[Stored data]
::::
PR #190, opened 2025-02-12
Disable delete protection for review apps

vipin-dfe:
## Description
Review apps donot need delete protection and are deleted when PRs are merged.

## How to review
Closing the PR will trigger the delete review app workflow which should run successfully.


config/terraform/application/variables.tf
```diff
@@ -104,6 +104,10 @@ variable "postgres_enable_high_availability" {
 
 variable "enable_logit" { default = false }
 
+variable "gcp_table_deletion_protection" {
+  type = bool
```
saliceti, line 108: This requires a default value

vipin-dfe: done.

saliceti (approved):

PR #407, opened 2025-04-01
Add events tracking to induction extensions

peterdavidhamilton:
Redo of https://github.com/DFE-Digital/register-early-career-teachers-public/pull/370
::::
→ **PROBLEM TO WORK ON**: Return, word for word, every line from the line with "vipin-dfe: done." to the final line of the data.

→ **ANSWER FOR THIS EXERCISE**:
vipin-dfe: done.

saliceti (approved):

PR #407, opened 2025-04-01
Add events tracking to induction extensions

peterdavidhamilton:
Redo of https://github.com/DFE-Digital/register-early-career-teachers-public/pull/370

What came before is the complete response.